━━━━━ Given records ━━━━━
PR #1258, opened 2016-03-30
Remove optimization from libkml

dsogari:
I got an obscure segmentation fault when using libkml with gdal. I believe it was caused by a recent update of some library dependency, as it did not happen before (a week maybe), but I can't know for sure. This is the safest fix.

Also, the unit tests are not working anymore in 32-bit and I have no idea why. So I disabled the check() procedure from PKGBUILD.

Other than that, everything is fine.

### DIFF
--- a/mingw-w64-libkml/PKGBUILD
+++ b/mingw-w64-libkml/PKGBUILD
@@ -47,13 +47,13 @@ build() {
     --prefix=${MINGW_PREFIX} \
     --disable-java
 
-  make
+  make CXXFLAGS="-O0"
 }
 
-check() {
-  cd "${srcdir}/build-${MINGW_CHOST}"
-  make check
-}
+#check() {
+#  cd "${srcdir}/build-${MINGW_CHOST}"
+#  make check
+#}
 
 package() {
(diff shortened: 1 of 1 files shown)


dsogari:
Actually, the writing of some kml content using the libkml driver in gdal is giving errors. I'll have to look further into it.

dsogari:
It had to do with the LIBKML_STRICT_COMPLIANCE config option of gdal. When it is enabled, the IsValid method (which relies on the geos library) is called on geometries and this could cause seg fault. With LIBKML_STRICT_COMPLIANCE set to "NO" the seg fault can be avoided, to the expense of losing geometry validity checks.

Unfortunately, this is a run-time workaround that users of gdal should be aware of. I could not find another way to solve the issue. However, it is related to gdal and does not affect the correctness of libkml alone.

dsogari:
I just discovered that compiling geos without optimizations solves the issue with kml writing. This way, the LIBKML_STRICT_COMPLIANCE config option of gdal does not need to be set. I guess I'll close this pull request and keep using my own compiled version of geos and libkml.

PR #1272, opened 2016-04-01
Add wkhtmltopdf

dsogari:
Add wkhtmltopdf library (http://wkhtmltopdf.org/).

Note: I could not use the release tarball from version 0.12, as it depends on Qt 4.8. I had to take the development version from git branch labeled "0.13", which is already using Qt 5.x

### DIFF
--- a/mingw-w64-wkhtmltopdf/PKGBUILD
+++ b/mingw-w64-wkhtmltopdf/PKGBUILD
@@ -1,0 +1,72 @@
+# Maintainer: Diego Sogari <diego.sogari@gmail.com>
+
+_realname=wkhtmltopdf
+pkgbase=mingw-w64-${_realname}-git
+pkgname="${MINGW_PACKAGE_PREFIX}-${_realname}-git"
+_basever=0.13
+pkgver=0.13.r925.e03f1d1
+pkgrel=1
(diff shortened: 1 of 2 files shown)


mingw-w64-wkhtmltopdf/PKGBUILD
```diff
@@ -0,0 +1,73 @@
...
+build() {
+  cd "${srcdir}/${_realname}"
+
+  ln -fs `which windres` ./${MINGW_CHOST}-windres
+  export PREFIX=${MINGW_PREFIX}
+  PATH=`pwd`:$PATH
+
+  # detect architecture
+  if [[ ${MINGW_CHOST} == *"i686"* ]]; then
+    target=mingw-w64-cross-win32
```
Alexpux: Why cross?

dsogari: I could not find a way to build without the "scripts/build.py", and this script only specifies two options for MinGW: "mingw-w64-cross-win32" and "mingw-w64-cross-win64".

The cross in the name means that the project should be built on Linux hosts, targeting Windows. I believe this is the choice for us, even if in our case the host is Windows.

What do you think?

PR #1273, opened 2016-04-02
jucipp-git: Update PKGBUILD

eidheim:
Feel free to make this package installable through pacman -S. juCi++ has been very stable since v1.0.0 release, and I'll update the pkgver whenever we have major changes.


Alexpux:
We prefer release packages instead git. So git PKGBUILD's n repo only for developers. Commit PKGBUILD for release.

PR #1276, opened 2016-04-02
Fix crash in libidn on Win64

Karlson2k:
As title says.
Patch 0003 is most important.
Upstream was informed but no reaction for a few days.
Discovered while debugging crash in curl's simple command `curl -v http://яндекс.рф`.
More info:
https://github.com/curl/curl/issues/731
http://lists.gnu.org/archive/html/help-libidn/2016-03/msg00002.html


Alexpux:
Increase ````pkgrel````

Karlson2k:
@Alexpux Done

PR #1279, opened 2016-04-03
python-numpy: add patch to disable 64-bit warning

dthpham:
Every time a user, or another python program, imports numpy on a 64-bit Windows machine, it prints a warning telling people to report bugs upstream.

```
>>> import numpy
C:\msys64\mingw64\lib\python2.7\site-packages/numpy/core/__init__.py:14: Warning: Numpy built with MINGW-W64 on Windows 64 bits is experimental, and only available for
testing. You are advised not to use it for production.

CRASHES ARE TO BE EXPECTED - PLEASE REPORT THEM TO NUMPY DEVELOPERS
  from . import multiarray
```

Now, I use numpy and programs that depend on it a lot, and seeing this thing pop up all the time in my terminal is extremely annoying. I'm positive that other developers that use the 64-bit numpy package would appreciate that the warning be disabled by default, so here's a patch that takes it out.


mingwandroid:
Out of interest, how well does numpy work for you on MSYS2? How much do you stress it out and how does it compare with CPython's numpy?

PR #1285, opened 2016-04-05
python-cx_Freeze: add patch to fix manifest arch

dthpham:
This patch fixes `ImportError: DLL load failed: %1 is not a valid Win32 application.` when running modules packaged by cx_freeze on 64bit machines. This has to do with mixing Python 64 with 32bit modules. Switching the application manifest's `processorArchitecture="x86"` to `processorArchitecture="*"` fixes this problem. The star indicates that all processor architectures are supported.

This was [fixed upstream](https://bitbucket.org/anthony_tuininga/cx_freeze/pull-requests/71/changed-x86-in-windows-manifest-to/diff) in cx_Freeze 4.3.4. This patch wouldn't be necessary if the package itself was updated, but I was never able to get the latest version to successfully build.

### DIFF
--- a/mingw-w64-python-cx_Freeze/0001-fix-manifest-processor-arch.patch
+++ b/mingw-w64-python-cx_Freeze/0001-fix-manifest-processor-arch.patch
@@ -1,0 +1,21 @@
+diff -urN cx_Freeze-4.3.3.orig/source/bases/manifest.txt cx_Freeze-4.3.3/source/bases/manifest.txt
+--- cx_Freeze-4.3.3.orig/source/bases/manifest.txt	2012-02-27 07:52:03.000000000 -0700
++++ cx_Freeze-4.3.3/source/bases/manifest.txt	2016-03-30 08:16:18.423882000 -0700
+@@ -8,7 +8,7 @@
+   </trustInfo>
+   <dependency>
+     <dependentAssembly>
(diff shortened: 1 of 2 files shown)


mingw-w64-python-cx_Freeze/0001-fix-manifest-processor-arch.patch
```diff
@@ -0,0 +1,21 @@
...
++      <assemblyIdentity type="win32" name="Microsoft.VC90.CRT" version="9.0.21022.8" processorArchitecture="*" publicKeyToken="1fc8b3b9a1e18e3b"></assemblyIdentity>
+     </dependentAssembly>
+   </dependency>
+   <dependency>
+@@ -17,7 +17,7 @@
+               type="win32"
+               name="Microsoft.Windows.Common-Controls"
+               version="6.0.0.0"
+-              processorArchitecture="X86"
++              processorArchitecture="*"
```
Alexpux: You think it can used like this?

dthpham:
I've ran into this `ImportError` problem myself, and this patch fixed it. This same patch was merged upstream and there's a comment on a [MS documentation page](https://msdn.microsoft.com/en-us/library/aa374191%28v=vs.85%29.aspx?f=255&MSPPError=-2147217396) on application manifests that says `*` is a valid option. I'm pretty sure it won't break anything.

Thanks for merging it. :+1:

PR #1289, opened 2016-04-06
mingw-w64-python-path: use secure url

vszakats:


vszakats:
CI failure unrelated to this patch.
━━━━━
_Task goal_.
Give back the entire listing exactly as it was written.

_Exercise response_.
PR #1258, opened 2016-03-30
Remove optimization from libkml

dsogari:
I got an obscure segmentation fault when using libkml with gdal. I believe it was caused by a recent update of some library dependency, as it did not happen before (a week maybe), but I can't know for sure. This is the safest fix.

Also, the unit tests are not working anymore in 32-bit and I have no idea why. So I disabled the check() procedure from PKGBUILD.

Other than that, everything is fine.

### DIFF
--- a/mingw-w64-libkml/PKGBUILD
+++ b/mingw-w64-libkml/PKGBUILD
@@ -47,13 +47,13 @@ build() {
     --prefix=${MINGW_PREFIX} \
     --disable-java
 
-  make
+  make CXXFLAGS="-O0"
 }
 
-check() {
-  cd "${srcdir}/build-${MINGW_CHOST}"
-  make check
-}
+#check() {
+#  cd "${srcdir}/build-${MINGW_CHOST}"
+#  make check
+#}
 
 package() {
(diff shortened: 1 of 1 files shown)


dsogari:
Actually, the writing of some kml content using the libkml driver in gdal is giving errors. I'll have to look further into it.

dsogari:
It had to do with the LIBKML_STRICT_COMPLIANCE config option of gdal. When it is enabled, the IsValid method (which relies on the geos library) is called on geometries and this could cause seg fault. With LIBKML_STRICT_COMPLIANCE set to "NO" the seg fault can be avoided, to the expense of losing geometry validity checks.

Unfortunately, this is a run-time workaround that users of gdal should be aware of. I could not find another way to solve the issue. However, it is related to gdal and does not affect the correctness of libkml alone.

dsogari:
I just discovered that compiling geos without optimizations solves the issue with kml writing. This way, the LIBKML_STRICT_COMPLIANCE config option of gdal does not need to be set. I guess I'll close this pull request and keep using my own compiled version of geos and libkml.

PR #1272, opened 2016-04-01
Add wkhtmltopdf

dsogari:
Add wkhtmltopdf library (http://wkhtmltopdf.org/).

Note: I could not use the release tarball from version 0.12, as it depends on Qt 4.8. I had to take the development version from git branch labeled "0.13", which is already using Qt 5.x

### DIFF
--- a/mingw-w64-wkhtmltopdf/PKGBUILD
+++ b/mingw-w64-wkhtmltopdf/PKGBUILD
@@ -1,0 +1,72 @@
+# Maintainer: Diego Sogari <diego.sogari@gmail.com>
+
+_realname=wkhtmltopdf
+pkgbase=mingw-w64-${_realname}-git
+pkgname="${MINGW_PACKAGE_PREFIX}-${_realname}-git"
+_basever=0.13
+pkgver=0.13.r925.e03f1d1
+pkgrel=1
(diff shortened: 1 of 2 files shown)


mingw-w64-wkhtmltopdf/PKGBUILD
```diff
@@ -0,0 +1,73 @@
...
+build() {
+  cd "${srcdir}/${_realname}"
+
+  ln -fs `which windres` ./${MINGW_CHOST}-windres
+  export PREFIX=${MINGW_PREFIX}
+  PATH=`pwd`:$PATH
+
+  # detect architecture
+  if [[ ${MINGW_CHOST} == *"i686"* ]]; then
+    target=mingw-w64-cross-win32
```
Alexpux: Why cross?

dsogari: I could not find a way to build without the "scripts/build.py", and this script only specifies two options for MinGW: "mingw-w64-cross-win32" and "mingw-w64-cross-win64".

The cross in the name means that the project should be built on Linux hosts, targeting Windows. I believe this is the choice for us, even if in our case the host is Windows.

What do you think?

PR #1273, opened 2016-04-02
jucipp-git: Update PKGBUILD

eidheim:
Feel free to make this package installable through pacman -S. juCi++ has been very stable since v1.0.0 release, and I'll update the pkgver whenever we have major changes.


Alexpux:
We prefer release packages instead git. So git PKGBUILD's n repo only for developers. Commit PKGBUILD for release.

PR #1276, opened 2016-04-02
Fix crash in libidn on Win64

Karlson2k:
As title says.
Patch 0003 is most important.
Upstream was informed but no reaction for a few days.
Discovered while debugging crash in curl's simple command `curl -v http://яндекс.рф`.
More info:
https://github.com/curl/curl/issues/731
http://lists.gnu.org/archive/html/help-libidn/2016-03/msg00002.html


Alexpux:
Increase ````pkgrel````

Karlson2k:
@Alexpux Done

PR #1279, opened 2016-04-03
python-numpy: add patch to disable 64-bit warning

dthpham:
Every time a user, or another python program, imports numpy on a 64-bit Windows machine, it prints a warning telling people to report bugs upstream.

```
>>> import numpy
C:\msys64\mingw64\lib\python2.7\site-packages/numpy/core/__init__.py:14: Warning: Numpy built with MINGW-W64 on Windows 64 bits is experimental, and only available for
testing. You are advised not to use it for production.

CRASHES ARE TO BE EXPECTED - PLEASE REPORT THEM TO NUMPY DEVELOPERS
  from . import multiarray
```

Now, I use numpy and programs that depend on it a lot, and seeing this thing pop up all the time in my terminal is extremely annoying. I'm positive that other developers that use the 64-bit numpy package would appreciate that the warning be disabled by default, so here's a patch that takes it out.


mingwandroid:
Out of interest, how well does numpy work for you on MSYS2? How much do you stress it out and how does it compare with CPython's numpy?

PR #1285, opened 2016-04-05
python-cx_Freeze: add patch to fix manifest arch

dthpham:
This patch fixes `ImportError: DLL load failed: %1 is not a valid Win32 application.` when running modules packaged by cx_freeze on 64bit machines. This has to do with mixing Python 64 with 32bit modules. Switching the application manifest's `processorArchitecture="x86"` to `processorArchitecture="*"` fixes this problem. The star indicates that all processor architectures are supported.

This was [fixed upstream](https://bitbucket.org/anthony_tuininga/cx_freeze/pull-requests/71/changed-x86-in-windows-manifest-to/diff) in cx_Freeze 4.3.4. This patch wouldn't be necessary if the package itself was updated, but I was never able to get the latest version to successfully build.

### DIFF
--- a/mingw-w64-python-cx_Freeze/0001-fix-manifest-processor-arch.patch
+++ b/mingw-w64-python-cx_Freeze/0001-fix-manifest-processor-arch.patch
@@ -1,0 +1,21 @@
+diff -urN cx_Freeze-4.3.3.orig/source/bases/manifest.txt cx_Freeze-4.3.3/source/bases/manifest.txt
+--- cx_Freeze-4.3.3.orig/source/bases/manifest.txt	2012-02-27 07:52:03.000000000 -0700
++++ cx_Freeze-4.3.3/source/bases/manifest.txt	2016-03-30 08:16:18.423882000 -0700
+@@ -8,7 +8,7 @@
+   </trustInfo>
+   <dependency>
+     <dependentAssembly>
(diff shortened: 1 of 2 files shown)


mingw-w64-python-cx_Freeze/0001-fix-manifest-processor-arch.patch
```diff
@@ -0,0 +1,21 @@
...
++      <assemblyIdentity type="win32" name="Microsoft.VC90.CRT" version="9.0.21022.8" processorArchitecture="*" publicKeyToken="1fc8b3b9a1e18e3b"></assemblyIdentity>
+     </dependentAssembly>
+   </dependency>
+   <dependency>
+@@ -17,7 +17,7 @@
+               type="win32"
+               name="Microsoft.Windows.Common-Controls"
+               version="6.0.0.0"
+-              processorArchitecture="X86"
++              processorArchitecture="*"
```
Alexpux: You think it can used like this?

dthpham:
I've ran into this `ImportError` problem myself, and this patch fixed it. This same patch was merged upstream and there's a comment on a [MS documentation page](https://msdn.microsoft.com/en-us/library/aa374191%28v=vs.85%29.aspx?f=255&MSPPError=-2147217396) on application manifests that says `*` is a valid option. I'm pretty sure it won't break anything.

Thanks for merging it. :+1:

PR #1289, opened 2016-04-06
mingw-w64-python-path: use secure url

vszakats:


vszakats:
CI failure unrelated to this patch.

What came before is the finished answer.